I'm with Simon Black when he writes about the new Canadian law that essentially makes it a human right to never be offended.

There are people out there who are just looking for opportunities to be offended. It's a victim position. Anyone who's busy actually create a happy and productive and successful life for themselves will have other things to do than clinging to feeling offended. It's catering to the lowest in us.

The whole notion that we need to regulate speech and behavior in this way is absurd. It does nothing to address the underlying problem of people being bigots or racists or what have you. Trying to outlaw the behavior just pushes everything underground where it can fester and grow. It doesn't go away. It makes it stronger. It divides societies and makes enemies of people.

Jacob Holdt always said that the KKK were the "little racists". They were the easy ones. Spend a couple hours in a car with them, and they'd crack open and start crying like babies, spilling their guts about the abuse they suffered as a kid. That's the only reason someone would ever start to harm other human beings in that way.
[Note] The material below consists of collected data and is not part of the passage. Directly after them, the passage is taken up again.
PR #10, opened 2015-05-29
avoid errors when no configuration is set

gelbehexe:
Pages can be shown even if there is no real url configuration


dmitryd:
I need to check this further because RealURL is expected to work with default values if there is no configuration. This should not be needed.

dmitryd:
I believe this is not needed because realurl provides default values for its operations.

Please, provide examples when it does not work without configuration.

dmitryd:
No comment provided. Closing the issue.

PR #12, opened 2015-09-04
[TASK] Added simple flow for TYPO3 7.4 or higher

bmoex:
See separate commits for more information


dmitryd:
Thanks! I only removed die() in ext_localconf.php because I do not see much sense in having it.

PR #13, opened 2015-09-05
Add "exclude page path" function

Razrael:
I activated the "Exclude from speaking URL" again and implemented it into encoder and decoder.

Since the excluded pages are not the default behavior, it will only search for them when nothing else was found. This should save some time on most page loads.


dmitryd:
@Razrael There is a problem here (see the screenshot). When the segment with this checkbox is lined, it should receive the full url (like it has no flag set). Right now its link is the same as the link of the parent page.
missing-segment

dmitryd:
Doing further work here: https://github.com/dmitryd/typo3-realurl/tree/feature/excludePage

PR #15, opened 2015-11-11
apiwrappers Compatibility for Typo3 6.1

guthypeter:
Hi,

we were able to use the extension with Typo3 6.1.7 only with this patch, as \TYPO3\CMS\Core\Utility\ArrayUtility::mergeRecursiveWithOverrule isn't defined here.


gkuehnberger:
Ahoi Dmitry, please include this patch in the next release, so that the advertized compliance with 6.* is also available for 6.1.
Thanks G

PR #20, opened 2015-12-21
[TASK] Updates the backend module for TYPO3 7.

echavaillaz:


dmitryd:
There is a problem: it will break TYPO3 4.5. There are many sites that still use RealURL there.

I suppose the fix will stay here for anybody, who has the issue, to apply manually. Meanwhile realurl v2 will be released soon with new BE module and will not have such issue.

echavaillaz:
There is nothing who will break TYPO3 4.5. I make the check for all changes.

dmitryd:
Namespaces in the code?

echavaillaz:
Ok

dmitryd:
Btw, you can try version 2. It now has Backend modules and it is feature complete.

dmitryd:
Incompatible with 4.5. Please, use realurl 2 instead.

PR #27, opened 2016-02-10
[TASK] Respects appendMissingSlash option

spoonerWeb:
Due there was no possibility to remove the trailing slash, I used the existing config "appendMissingSlash" (which I set to FALSE) to prevent the addition of the slash.


dmitryd:
Thank you!

PR #30, opened 2016-02-22
[BUGFIX] Use parent id upon overlay match in decoding process

fsuter:
When decoding the URL of a translated page the UrlDecoder looks
for matches in the pages_overlays table. When it finds one, it
returns that overlay's uid as a page id, which is wrong.
It should return the overlay's pid instead.


fsuter:
I stumbled upon this issue when using a language-switching menu. The scenario is that I surf in the default language, then, at some point, click on the URL in another language. Depending on the page id returned, we either get to the wrong page or get a page not found error.

dmitryd:
Thank you!

PR #31, opened 2016-02-26
[TASK] Add "replace" section to composer.json

mbrodala:
This ensures that dependencies on these alternative package names can be resolved
in any case.

This is also essential for the TYPO3 composer installers to determine the extension 
name for installation via Composer vcs repository.

### DIFF
--- a/composer.json
+++ b/composer.json
@@ -17,6 +17,10 @@
         "typo3",
         "realurl"
     ],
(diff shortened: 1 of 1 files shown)


dmitryd:
Thank you :)

mbrodala:
Thanks.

The big racists are the rest of us. The mom who pulls her kid a little bit closer to her on the bus when a black man walks in. Or her breathing gets a bit more tense. Kids pick up on this stuff and internalize it. Black men are dangerous. Got it.
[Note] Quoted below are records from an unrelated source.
Issue #50, opened 2016-03-05
Segment lookup failing when Backend User logged in


bmoex:
I have an user secured environment in TYPO3 7.6, when running in 1.x version everything is working as intended. However 2.x seem to have some strange behaviour.

As I am on the website, it works as intended. However when I login the **backend** the frontend is giving segmentation errors. 
The error generating is: "Segment "dashboard" was not a keyword for a postVarSet as expected on page with id=1.". The page id for /dashboard/ should be 7. So there is a bit lookup failure.

The page setup is like this:
<img width="276" alt="screen shot 2016-03-05 at 12 05 19" src="https://cloud.githubusercontent.com/assets/2414665/13547238/d3f7572a-e2ca-11e5-9e8f-976e515494b1.png">

All menu separators have Exclude from speaking URL: Enabled.

bmoex:
Will try to debug more details

bmoex:
The problem lies in $pagesEnableFields and $disallowedDoktypes.
I locally changed the DOKTYPE_SPACER to DOKTYPE_SHORTCUT so this is 'bypassed'.

The pagesEnableFields adds the "(pages.endtime=0 OR pages.endtime>1457177640) AND (pages.fe_group='' OR pages.fe_group IS NULL OR pages.fe_group='0' OR FIND_IN_SET('0',pages.fe_group))" lookup.

The user object is not yet initiated in this stage and cause the user is logged in, the page segment is not read as intended. When you are not logged in the **backend**, it just reads the cache (which does work).

I will create a PR to 'fix this'. You can review it then!

dmitryd:
Spacers are not supposed to have subpages. Sorry, this will not be changed.

bmoex:
Hi Dmitry, where is this documented?

I figured this would lead to some discussion that's why i spliced both bugfixes in different PR's. You can decline the doktype PR then :-)

dmitryd:
1. https://www.google.com/search?q=typo3+spacer+page+type You will find multiple questions and answers concluding that it is not really possible to have subpages for spacers.
2. https://docs.typo3.org/typo3cms/TyposcriptReference/MenuObjects/CommonItemStates/Index.html, see SPC menu type and its description: "Spacers are pages of the doktype “Spacer”. These are not viewable pages but “placeholders” which can be used to divide menu items.". Just placeholders, not viewable. They are not really pages!

They are only visual separators. If you need subpages, use some other page type: folder, page-not-in-menu, etc.

[...]

PR #51, opened 2016-03-05
[BUGFIX] Ignore fe_group on enableFields()

bmoex:
User is not yet initiated at this stage

Resolves: #50


dmitryd:
Thank you! Good change!

PR #52, opened 2016-03-05
[BUGFIX] Allow DOKTYPE_SPACER to have subpages

bmoex:
Menu seperator can also be used as container for other pages

Resolves: #50


dmitryd:
Pages of type `Spacer` cannot have subpages. They are only visual separators.

PR #78, opened 2016-03-15
[BUGFIX] Fix DataHandler hook cache handling

cedricziel:
The DataHandler - Hook issued a superfluous DELETE query that used
a non-existent field `uid`.

The call was removed completely since the cache backend handles the same
table entries in the line above.


dmitryd:
Thank you!

cedricziel:
That was fast - thank you :)

dmitryd:
PR was clear and well described – no reason to delay :+1:

PR #179, opened 2016-06-08
[BUGFIX] Fix #175: Allow same pathsegment for different languages

### LINKED ISSUE #175: Allow same pathsegment for different languages
Currently the `tx_realurl_pathsegment` field of the `pages_language_overlay` table has the `eval`-configuration uniqueInPid. This means, it is not possible to use the same pathsegment for different languages. But it is possible to have the same segment in different (similar) languages. Then they will get a number appended. Example:
en/login/
de/login0/

I think it is ok, to drop the `eval`-field and allow the same segment for multiple page-translations (with the assumption, that a page only has translations with different `sys_language_uid`).

rvock:
Allow the same `tx_realurl_pathsegment` within the same pid for `pages_language_overlay`.  Different entries will still be different because of their `sys_language_uid`


dmitryd:
Thank you!

PR #191, opened 2016-07-04
Update DatabaseCache.php

### LINKED ISSUE #162: Shorcut page subpages leads to 404 page
In typo3 v7.6.6 and realurl v2.0.14 I have same problem like here #42 
But only on localized pages
When I loged off from BE it works

WorksDev:
Fixes #162, we need a fallback if no Language Var is set otherwise we get more and more cacheentrys with the same fields wich causes the 404.


dmitryd:
Please, test the recent development branch. I believe this is already fixed in a different way.

WorksDev:
Hi, 
think it is working fine right now. Thanks for your work.

PR #208, opened 2016-07-25
Fix language support for the same uri

edit-michael:


dmitryd:
This will fail with _DOMAINS.

dmitryd:
Rejected.

PR #211, opened 2016-07-27
[FEATURE] tx_realurl_pathoverride also used for urls of subpages

franzkugelmann:
if tx_realurl_pathoverride is set, the url the the very page where it is set is reduced to the value given in tx_realurl_pathsegment. However urls to subpages are still generated with the full url, ignoring tx_realurl_pathoverride. This commit changes that. Also subpages start with the short path given in tx_realurl_pathsegment. 
The UrlDecoder already can handle these urls correctly.

### DIFF
--- a/Classes/Encoder/UrlEncoder.php
+++ b/Classes/Encoder/UrlEncoder.php
@@ -483,6 +483,14 @@ class UrlEncoder extends EncodeDecoderBase {
 					unset($overlay);
 				}
 			}
+			// if pathoverride is set, use pathsegment also for all subpages to shorten the url and throw away all segments found so far
+			if ($page['tx_realurl_pathoverride'] && !empty($page['tx_realurl_pathsegment'])) {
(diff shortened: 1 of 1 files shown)


dmitryd:
No, because this will change the existing behavior and potentially render many existing URLs on many sites in a different way breaking site ranks. Any change you make may not impact compatibility in such a big way.

If you want this feature, it has to be enabled by a separate option in the configuration.

franzkugelmann:
Agreed, downwards compatibility is very important here.
If you find this feature useful as we do, would you like to implement the configuration option as you see fit? We would sponsor it. No hurry needed, enjoy your holidays first :)

dmitryd:
Yes, the feature is useful and I would love to see it in RealURL. I will be back after August 8th, and we can discuss :)

dmitryd:
There were some extra work and more changes:

1. The original branch got old and there were many merge conflicts.
1. If I use override like `override/test` it was correct only for the page where it was set but all other pages got `overridetest` (without slash), so I fixed this too.
1. Finally, some other merge conflicts due to parallel development.

No option to turn this on. I think we can treat it as a fixed bug.

Issue #152, opened 2016-05-03
Realurl section in 'Edit Page' disappeared after Typo3 update (TYPO3 7.6.6 only!)


thomasmstein:
Dmitry,
I noticed that after an update from Typo3 7.6.5 to 7.6.6 the "**Speaking URL path segment:**" and "**Exclude from speaking URL:**" sections disappeared from the bottom of the 'Edit Page' (while the RealURL administration module remains accessible)
I am running Typo3 with bootstrap_package 7.0.2.
Is there a way to reactivate that section.
Thanks
Thomas

![edit_page_no_realurl](https://cloud.githubusercontent.com/assets/17682916/14972857/17d6df56-1124-11e6-9b3f-2cc0659f8e9a.png)

schnappenberger:
You wil find it in Tab Categories ...

dmitryd:
Patch version is supposed not to break things or introduce incompatible changes. Looks like it is not the case with TYPO3 7.6.6. There are too many reports about broken things there.

thomasmstein:
Frank and Dmitry,
Many thanks for the hint and quick response. I presume that the Speaking URL section was not supposed to be ending up under the Category tab ... ;-)  ?
Cheers
Thomas

wouter90:
This is a core bug which is fixed already and will be pary of 7.6.7

PR #213, opened 2016-07-28
Make "Disable RealURL cache" visible on page record edit form

cweiske:
In the TYPO3 edit page record page, the field `tx_realurl_nocache`
was not visible on TYPO3 7.6.


dmitryd:
What TYPO3 version exactly is it? To me it looks like #152.

cweiske:
TYPO3 7.6.8

dmitryd:
Not needed currently because this flag is not in use anyway.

Even worse is if we're in denial about it. It's one thing to say openly "I notice that my body got scared when that black man walked on the bus, even though I rationally know that he's most likely a perfectly good and law-abiding man. I have a little person inside of me that gets scared when I see a black man walk on the bus, because it probably reminds me of something that happened when I was a kid. It has nothing to do with this particular man."

But most people don't. They will either justify it ("black men are more likely to be bad guys") or deny it ("I didn't do anything, I acted perfectly normal, I'm not a racist, you're seeing things that aren't there"), both of which make matters worse.